OpenMP reductions

Remarks#

All 4 version are valid, but they exemplify different aspects of a reduction.

By default, the first construct using the reduction clause must be preferred. This is only if some issues are explicitly identified that any of the 3 alternatives might be explored.

Approximation of PI hand-crafting the #pragma omp reduction

int i;
int n = 1000000;
double area = 0;
double h = 1.0 / n;

#pragma omp parallel shared(n, h)
{
  double thread_area = 0;                      // Private / local variable

  #pragma omp for
  for (i = 1; i <= n; i++)
  {
    double x = h * (i - 0.5);
    thread_area += (4.0 / (1.0 + x*x));
  }

  #pragma omp atomic                       // Applies the reduction manually
  area += thread_area;                     // All threads aggregate into area
}
double pi = h * area;

The threads are spawned in the #pragma omp parallel. Each thread will have an independent/private thread_area that stores its partial addition. The following loop is distributed among threads using #pragma omp for. In this loop, each thread calculates its own thread_area and after this loop, the code sequentially aggregates the area atomically through

Approximation of PI using reductions based on #pragma atomic

double area;
double h = 1.0 / n;
#pragma omp parallel for shared(n, h, area) 
for (i = 1; i <= n; i++)
{
  double x = h * (i - 0.5);
  #pragma atomic
  area += (4.0 / (1.0 + x*x));
}
pi = h * area;

In this example, each threads execute a subset of the iteration count and they accumulate atomically into the shared variable area, which ensures that there are no lost updates. We can use the #pragma atomic in here because the given operation (+=) can be done atomically, which simplifies the readability compared to the usage of the #pragma omp critical.

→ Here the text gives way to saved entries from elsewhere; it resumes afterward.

PR #664, opened 2019-09-27
[OP-95] Add the AllXY analysis code.

peendebak:


src/tests/unittests/algorithms/test_allxy.py
```diff
@@ -0,0 +1,40 @@
+import numpy as np
+import unittest
+import matplotlib.pyplot as plt
+
+import qtt
```
CumulonimbusCalvus:
```suggestion
from qtt.data import makeDataSet1Dplain
```

src/tests/unittests/algorithms/test_allxy.py
```diff
@@ -0,0 +1,40 @@
...
+from qtt.algorithms.allxy import fit_allxy, plot_allxy, allxy_model
+
+
+class TestAllxy(unittest.TestCase):
+
+    def test_allxy(self):
+        dataset = qtt.data.makeDataSet1Dplain('index', np.arange(21), 'allxy', [0.12, 0.16533333, 0.136, 0.17066666, 0.20266667,
```
CumulonimbusCalvus: ### 
```suggestion
        dataset = makeDataSet1Dplain('index', np.arange(21), 'allxy', [0.12, 0.16533333, 0.136, 0.17066666, 0.20266667,
```

src/qtt/algorithms/allxy.py
```diff
@@ -0,0 +1,128 @@
...
+    """ Generate all combinations of the AllXY sequence from Reed 2013 """
+    xymapping = {'I': 'I', 'x': 'X90', 'y': 'Y90', 'X': 'X180', 'Y': 'Y180'}
+    allxy_combinations_input = ['II', 'XX', 'YY', 'XY', 'YX'] + ['xI', 'yI', 'xy', 'yx',
+                                                                 'xY', 'yX', 'Xy', 'Yx', 'xX', 'Xx', 'yY', 'Yy'] + ['XI', 'YI', 'xx', 'yy']
+    allxy_combinations = [(xymapping[x[0]], xymapping[x[1]]) for x in allxy_combinations_input]
+
+    return allxy_combinations
+
+
+def allxy_model(x: Union[float, np.ndarray], offset0: float, slope0: float, offset1: float, slope1: float, offset2: float, slope2: float) -> Union[float, np.ndarray]:
```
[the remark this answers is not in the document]
peendebak: All 6 parameters need to be individual arguments, otherwise the `lmfit` package will not work. The `x` is the index of the experiment, I will rename.
The type of `x` is such that you can apply the method both for a range of indices (e.g. an array) or a scalar (e.g. a float).

src/tests/unittests/algorithms/test_allxy.py
```diff
@@ -0,0 +1,40 @@
...
+        self.assertIsInstance(result, dict)
+        np.testing.assert_array_almost_equal([0.1, 0, .5, 0, .9, 0], result['fitted_parameters'], decimal=1)
+
+        plot_allxy(dataset, result, fig=1, plot_initial_estimate=True)
+        plt.close(1)
+
+    def test_allxy_model(self):
+        for offset in [0, .1, .2]:
+            for slope in [-.1, 0, .1]:
+                for idx in [0, 1, 2, 3, 4]:
```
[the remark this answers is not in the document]
peendebak: Not sure how that would look like...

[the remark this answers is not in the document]
CumulonimbusCalvus: Yes, this was indeed not very trivial. This worked for me:
```
import itertools

for offset, slope, idx in itertools.product([.0, .1, .2], [-.1, 0, .1], [0, 1, 2, 3, 4]):
   ...
```

src/qtt/algorithms/allxy.py
```diff
@@ -0,0 +1,125 @@
...
+    ground_state_rotations = ['II', 'XX', 'YY', 'XY', 'YX']
+    equator_state_rotations = ['xI', 'yI', 'xy', 'yx', 'xY', 'yX', 'Xy', 'Yx', 'xX', 'Xx', 'yY', 'Yy']
+    excited_state_rotations = ['XI', 'YI', 'xx', 'yy']
+    allxy_combinations_input = ground_state_rotations + equator_state_rotations + excited_state_rotations
+    allxy_combinations = [(xymapping[x[0]], xymapping[x[1]]) for x in allxy_combinations_input]
+
+    return allxy_combinations
+
+
+def allxy_model(indices: Union[float, np.ndarray], offset0: float, slope0: float, offset1: float, slope1: float, offset2: float, slope2: float) -> Union[float, np.ndarray]:
```
CumulonimbusCalvus: You don't want to convert the arguments `slope0`, `slope1` and `slope2` into a single tuple argument `slopes`? Same for `offset0`, `offset1` and `offset2` into 'offsets'?

peendebak: Grouping parameters does not does work for the `lmfit` module. We could do a 
```
def _allxy_model(index, offset0, offset1, offset2, slope0, slope1, slope2):
   ....
   ...
   return calculated_value

def allxy_model(index, offsets, slopes):
   return _allxy_model(index, *offsets, *slopes)
```
In that way the public interface is `def allxy_model(index, offsets, slopes)`, but internally we can calculate with `lmfit` using `_allxy_model`. Alternatively we could do
```
def _allxy_model(index, offset0, offset1, offset2, slope0, slope1, slope2):
   ....
   ...
   return calculated_value

def allxy_model(index, parameters):
   return _allxy_model(index, *parameters)
```
In qtt we do both, e.g. compare https://github.com/QuTech-Delft/qtt/blob/dev/src/qtt/algorithms/functions.py#L13 or https://github.com/QuTech-Delft/qtt/blob/dev/src/qtt/algorithms/functions.py#L80

@CumulonimbusCalvus @QFer I don't really mind which convention to use, we can convert it either way. For this particular case I would pick either
```
def allxy_model(index, parameters): 
```
or
```
def _allxy_model(index, offset0, offset1, offset2, slope0, slope1, slope2)
```

CumulonimbusCalvus: Ah, now I see why this is needed. The `parameters` option makes most sense to me, as long if the `parameters` argument is well documented.

peendebak:
@CumulonimbusCalvus You did not refactor the code to have the interface as `def allxy_model(index, parameters)`. Will you pick this up in another PR or leave it as is?

Changing it is not backwards compatible, so should be done before the next release.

Approximation of PI using reductions based on #pragma omp critical

double area;
double h = 1.0 / n;
#pragma omp parallel for shared(n, h, area) 
for (i = 1; i <= n; i++)
{
  double x = h * (i - 0.5);
  #pragma omp critical
  {
    area += (4.0 / (1.0 + x*x));
  }
}
double pi = h * area;

In this example, each threads execute a subset of the iteration count and they accumulate atomically into the shared variable area, which ensures that there are no lost updates.

Approximation of PI using #pragma omp reduction clause

int i;
int n = 1000000;
double area = 0;
double h = 1.0 / n;
#pragma omp parallel for shared(n, h) reduction(+:area) 
for (i = 1; i <= n; i++)
{
  double x = h * (i - 0.5);
  area += (4.0 / (1.0 + x*x));
}
pi = h * area;

In this example, each threads execute a subset of the iteration count. Each thread has its local private copy of area and at the end of the parallel region they all apply the addition operation (+) so as to generate the final value for area.